• I honestly have to say that, in 10 years of being a DBA and writing and tuning queries, I've never bothered with anything as complex as what you seem to be proposing to do.

    I think it would make an interesting academic exercise, but I have never needed it in any practical situation. That doesn't mean someone else hasn't needed it routinely, it just means I haven't. I can't speak for others.

    In query tuning, there are usually (every time I've ever looked) a series of simple actions that will accomplish all the tuning you're likely to need. None of them involve any complex analysis of the guts of the system, like selectivity of complex join statements.

    First, look at the code being used for the query and break down the elements in it. These top things will usually get more speed than you might expect:

    Does it use nested views with unnecessary joins, columns, etc?

    Cursors?
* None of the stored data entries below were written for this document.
PR #506, opened 2026-05-04
Improved predicate splitter with MILP-based equivalence test

robknight:
This branch started out as a replacement of the earlier "greedy" splitter with a MILP-based version, because the greedy version was unable to find feasible solutions to some of the longer custom predicates we've been testing with recently.

However, the MILP version also struggled with performance, sometimes taking 15 seconds or longer to return a solution.

What is implemented in this PR is a dynamic programming-based approach which is able to find feasible solutions in all cases I've tested with, with a MILP version implemented for testing purposes. There is a test which randomly generates sample predicates, and then verifies that the DP approach produces feasible solutions in all cases where MILP does. In addition, there are several new tests involving longer custom predicate chains.

The DP code is much faster than the MILP code for every scenario that I've tested. From the test:

```
Parity sweep: checked=1200, milp_feasible=1177, dp_divergences=0
  MILP total=73.158783697s mean=60.965653ms max=6.204155675s
  DP   total=4.329626493s mean=3.608022ms max=25.858044ms
```

So DP is ~16x faster at the mean, and ~240x faster at the maximum.


src/lang/frontend_ast_split.rs
```diff
@@ -1,26 +1,55 @@
...
-//! When splitting a predicate, we try to group statements that use the same
-//! wildcards together. However, if a private wildcard must be used across a
-//! split boundary, it must be promoted to a public argument in the latter
-//! predicate, to ensure that it is bound to the same value in both predicates.
+//! The split is computed by an MILP that, for a given number of links K:
 //!
-//! A wildcard is "live" at a split boundary if it is used in a statement on both
-//! sides of the boundary. We want to minimize the number of live wildcards at
-//! split boundaries, to minimize the number of promotions required.
+//! - Assigns each statement to exactly one link.
```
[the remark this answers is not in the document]
ed255: I see that in variables and comments below you use the term `statement` for statement template.  Perhaps I'm being too pedantic and just saying `statement` is clear enough, so maybe ignore my suggestion.

robknight:
test

ed255:
test

src/lang/frontend_ast_split.rs
```diff
@@ -103,520 +113,717 @@ pub fn split_predicate_if_needed(
...
-    if n <= Params::max_custom_predicate_arity() {
-        return OrderingResult {
-            statements,
-            reorder_map: (0..n).collect(),
-        };
+/// Compute [`WildcardLifetimes`] for a given ordering.
+fn wildcard_lifetimes(
+    ordering: &[usize],
+    statements_using: &[Vec<usize>],
+    num_wildcards: usize,
```
ed255: I don't understand how this variable is used

src/lang/frontend_ast_split.rs
```diff
@@ -103,520 +113,717 @@ pub fn split_predicate_if_needed(
...
-    // Metric 2: Closure - prefer statements that close active private wildcards
-    // (wildcards that won't be needed by any remaining statements)
-    let closes_count = stmt_wildcards
-        .intersection(active_wildcards)
-        .filter(|w| !needed_later.contains(*w))
-        .count();
+    // Main prefix DP over non-terminal links (cap max_arity - 1).
+    let non_last_cap = max_arity - 1;
+    let mut dp: Vec<Option<(usize, usize)>> = vec![None; n + 1];
+    dp[0] = Some((0, 0));
```
ed255: This is the same DP algorithm implemented in https://github.com/0xPARC/pod2/pull/515 right?  Could you use similar names in the variables?  For example in #515 you added a struct named `DpEntry` and used names like `start`, `end`, `count` instead of `a`, `p`, `k`.

src/lang/frontend_ast_split.rs
```diff
@@ -103,520 +113,717 @@ pub fn split_predicate_if_needed(
...
-/// Calculate which wildcards are live at a split boundary
-fn calculate_live_wildcards(
-    before_split: &[StatementTmpl],
-    after_split: &[StatementTmpl],
-) -> HashSet<String> {
-    let before: HashSet<_> = before_split
+/// Numeric encoding of a predicate's wildcard graph, ready for the DP
+/// partitioner.
+pub(super) struct SplitInput {
+    pub(super) n: usize,
```
ed255: could you document what is `n`?  Or alternatively give a more comprehensive name, like `num_sts`.

src/lang/frontend_ast_split.rs
```diff
@@ -103,520 +113,717 @@ pub fn split_predicate_if_needed(
...
+        }
+    }
 
-/// Generate a refactor suggestion for wildcards crossing a boundary
-fn generate_refactor_suggestion(
-    crossing_wildcards: &[String],
-    ordered_statements: &[StatementTmpl],
-) -> Option<crate::lang::error::RefactorSuggestion> {
-    use crate::lang::error::RefactorSuggestion;
+    let mut is_original_public = vec![false; wildcard_names.len()];
```
ed255, line 704: Note: `is_original_public.len()` is the total number of wildcards

src/lang/frontend_ast_split.rs
```diff
@@ -103,520 +113,717 @@ pub fn split_predicate_if_needed(
...
+    for name in &original_public_args {
+        is_original_public[wildcard_index[name]] = true;
+    }
 
-    if crossing_wildcards.is_empty() {
-        return None;
+    SplitInput {
+        n: pred.statements.len(),
```
ed255: Note: `n` is the number of statements.

src/lang/frontend_ast_split.rs
```diff
@@ -103,520 +113,717 @@ pub fn split_predicate_if_needed(
...
+                &input.statements_using,
+                &input.is_original_public,
+                max_args,
+                REFINE_ITERATIONS,
+            );
+            let c = cost(&r);
+            (r, c)
+        })
+        .collect();
+    // Refined orderings go first so DP probes the lowest-bandwidth candidates
```
ed255: Question: First you define `orderings` and put some solutions there.
Then you make `refined_seeds` by cloning the orderings, truncating, adding shuffled orderings, and later store that in `refined`.
Finally you add the entries in `refined` back to `orderings`, but orderings already had some stuff there.
So the first entries in `orderings` may be repeated (albeit processed by `refine_ordering`).  Is this intentional?

src/lang/frontend_ast_split_milp.rs
```diff
@@ -0,0 +1,398 @@
...
+
+/// MILP variables. All binary; constraints C1..C7 in `add_structural_constraints`
+/// pin every variable other than `assign` to be an exact function of the
+/// assignment.
+struct MilpVars {
+    n: usize,
+    k: usize,
+    num_wildcards: usize,
+    assign: Vec<Vec<Variable>>,
+    u: Vec<Vec<Variable>>,
```
ed255: It would be great if `n, k, u` have self describing names.

src/lang/frontend_ast_split.rs
ed255: What I've figured out:
- `num_wildcards` is the total number of wildcards
- `statements_using` maps a wildcard to the statements that use it.

So `statements_using` must have length equal to the number of wildcards right?
Then why pass `num_wildcards`?
The thing that seems most odd to me is doing this: `statements_using.iter().enumerate().take(num_wildcards)`, why crop the tail of `statements_using`?  If my guess is correct, the cropped tail is empty.

ed255: In `ordering_excess_cost` you also do `statements_using.iter().enumerate().take(num_wildcards)`

ed255 (approved):
LGTM!  The renaming of vars from https://github.com/0xPARC/pod2/pull/506/commits/b97ac3f1b9544c75608bf4bd1a04613b7a019044 helps a lot

PR #507, opened 2026-05-04
Support "records" in Podlang

robknight:
This PR adds support for "Records". A Record is an array with a set of named indices, allowing the user to write code which accesses the entries at those indices by name. Records can be declared as having a sequence of named entries. Wildcards can be annotated with the Record's name, which allows the Podlang parser to substitute named entry accesses with index-based accesses. This compiles down to a middleware anchored key pattern, with anchored keys extended to allow integer "index" keys.

Syntax:

```!
use module 0xSOME_HASH as movies

record Song = (
  title,
  performer,
  composer,
  length
)

// Type annotation in the argument list:
IsPerformedBy(song Song, artist) = AND(
  // Anchored key:
  Equal(song.performer, artist)
  // Or we could check the contents of `song.performer` using a `Contains` statement:
  Contains(song, Song::performer, artist) // Song::performer gets desugared to the integer 1
)

// Contrived example to show literal records
IsAfricaByToto(song) = AND(
  // Entries can be given in any order and will be desugared to a sparse
  // array with the specified entries populated
  // Unknown entries cause parse errors
  Equal(song, Song(title: "Africa",
                   performer: "Toto",
                   length: 295,
                   composer: "David Paich and Jeff Porcaro"))
)

// Records from imported modules can be used, with namespace prefix
IsInSoundtrack(movie movies::Movie, song Song) = AND(
  // The `movies` module must define a `Movie` record with a `soundtrack` entry
  SetContains(movie.soundtrack, song)
)
```

Records are totally desugared, meaning that the middleware has no concept of Records.

Record *literals* are desugared to sparse POD2 arrays. Once the shallow Merkle tree feature is added, record literals will be desugared to arrays with the shallower depth option. I've provisionally added a field to `Params` to represent this depth, with a default of 8, but this is not used except for calculating the maximum number of named entries a Record can have.

Records can have at most `2 ^ max_depth_mt_records` named entries, which should align with the maximum number of entries in our shallow Merkle tree.

### DIFF
--- a/src/lang/frontend_ast_lower.rs
+++ b/src/lang/frontend_ast_lower.rs
@@ -206,6 +206,11 @@ pub(crate) fn lower_literal(lit: &LiteralValue) -> Value {
                 "ExternalPredicateHash must be lowered with context via lower_literal_with_context"
             )
         }
+        LiteralValue::RecordEntryIndex { .. } => {
+            unreachable!(
+                "RecordEntryIndex must be lowered with context via lower_literal_with_context"
+            )
+        }
     }
 }
 
@@ -279,6 +284,14 @@ pub fn lower_literal_with_context(
                 arr.insert(idx, value)?;
             }
             Ok(Value::from(arr))
+        }
+        LiteralValue::RecordEntryIndex { record, entry } => {
+            let schema = symbols
+                .records
+                .get(&record.to_string())
+                .expect("record schema validated");
+            let idx = schema.entry_index[&entry.name];
+            Ok(Value::from(idx as i64))
         }
         // All other variants are context-free
         other => Ok(lower_literal(other)),
@@ -1113,6 +1126,24 @@ mod tests {
                     }
                 }
             }
+        }
+    }
+
+    #[test]
+    fn test_record_entry_index_lowers_to_integer() {
+        // `R::Bar` resolves to integer 1 (Bar is the second entry of R).
+        let input = r#"
+            record R = (Foo, Bar, Baz)
+            my_pred(A) = AND(Contains(A, R::Bar, 7))
+        "#;
+        let module = parse_validate_and_lower_module(input, &Params::default()).unwrap();
+        let pred = &module.batch.predicates()[0];
+        let stmt = &pred.statements()[0];
+        match &stmt.args()[1] {
+            middleware::StatementTmplArg::Literal(v) => {
+                assert_eq!(v.raw(), Value::from(1i64).raw());
+            }
+            other => panic!("expected Literal at arg 1, got {other:?}"),
         }
     }
 }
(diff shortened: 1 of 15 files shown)


src/middleware/mod.rs
```diff
@@ -622,58 +636,217 @@ where
...
+/// APIs that only make sense for one variant (e.g. `Dictionary::insert` for
+/// strings) take the inner type directly, lifting the variant check out to
+/// the call site where the `match` on `Key` makes the missing arm visible at
+/// compile time.
+#[derive(Clone, Debug, Eq, Serialize, Deserialize, JsonSchema)]
+#[serde(untagged)]
+pub enum Key {
+    Str(StrKey),
+    Index(IndexKey),
+}
```
ed255, line 749: I would like to suggest removing the `StrKey` and `IndexKey` type and instead defining this enum as:
```
pub enum Key {
    Str{name: String, hash: Hash},
    Index{value: i64},
}
```
The reason for this suggestion is because I don't think we'll be using the  `StrKey` and `IndexKey` types, we'll always be using `Key`, and the code is reduced with this change.  There many methods that are extremely similar for `StrKey` and `IndexKey` and `Key`: `hash`, `raw`, `PartialEq`, `hash::Hash`, `ToFields`, `Display`.

src/middleware/mod.rs
```diff
@@ -622,58 +636,217 @@ where
...
+
+impl Key {
+    pub fn new(name: String) -> Self {
+        Key::Str(StrKey::new(name))
+    }
+    pub fn from_index(i: i64) -> Self {
+        Key::Index(IndexKey::new(i))
+    }
```
ed255: This seems redundant with `impl From<i64> for Key`

src/middleware/mod.rs
ed255: Update: I see how you use `StrKey` extensively in the Dictionary implementation in `middleware/containers.rs` and in `SignedDictBuilder` in the frontend so perhaps my suggestion would not play out nicely.
Perhaps those two uses should be using `String` instead, but that change would be out of the scope of this PR.

Please share your thoughts but I'm not requesting any action here.  In case you agree with my suggestion we can just take a note and do it in a future PR.

src/lang/frontend_ast_lower.rs
```diff
@@ -511,15 +560,55 @@ impl<'a> Lowerer<'a> {
...
     }
+
+    /// Rewrite `r.foo` to `r[i]` when `r` is a typed wildcard, using the
+    /// record schema's entry-index map. Untyped wildcards keep
+    /// `Dot`/`Bracket` keys unchanged (POD-string-key semantics).
+    fn rewrite_typed_dot_access(&self, pred: &mut CustomPredicateDef) {
+        let symbols = self.validated.symbols();
+        let Some(scope) = symbols.wildcard_scopes.get(&pred.name.name) else {
+            return;
+        };
```
ed255: could you tell me what's happening here? what's this case for early return?

ed255 (approved):
Overall LGTM!  I've left a few minor comments

PR #511, opened 2026-05-07
Fix apply_predicate_with handling of empty chain links

robknight:
`apply_predicate_with` did not work properly with long `OR` chains - it did not account for the fact that the later parts of the chain can be skipped entirely if they are empty.


ed255 (approved):
LGTM!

Worse yet, nested cursors?

    Recusive UDFs?

    Procedural coding, either in the code or in UDFs that the code calls?

    Triangular joins?

    Execution plan:

    - Bookmark lookups?

    - Unneeded table/index scans?

    - Out-of-date stats?

    - Unexpected tables (usually from nested views or UDFs)?

    Sargability of Joins and Where?

    I once debugged a query that used nested cursors in a set of recursive UDFs, and took execution from 10 minutes to 10 milliseconds just by fixing that to a set-based methodology. That one was keeping anyone from logging into the company's website at all.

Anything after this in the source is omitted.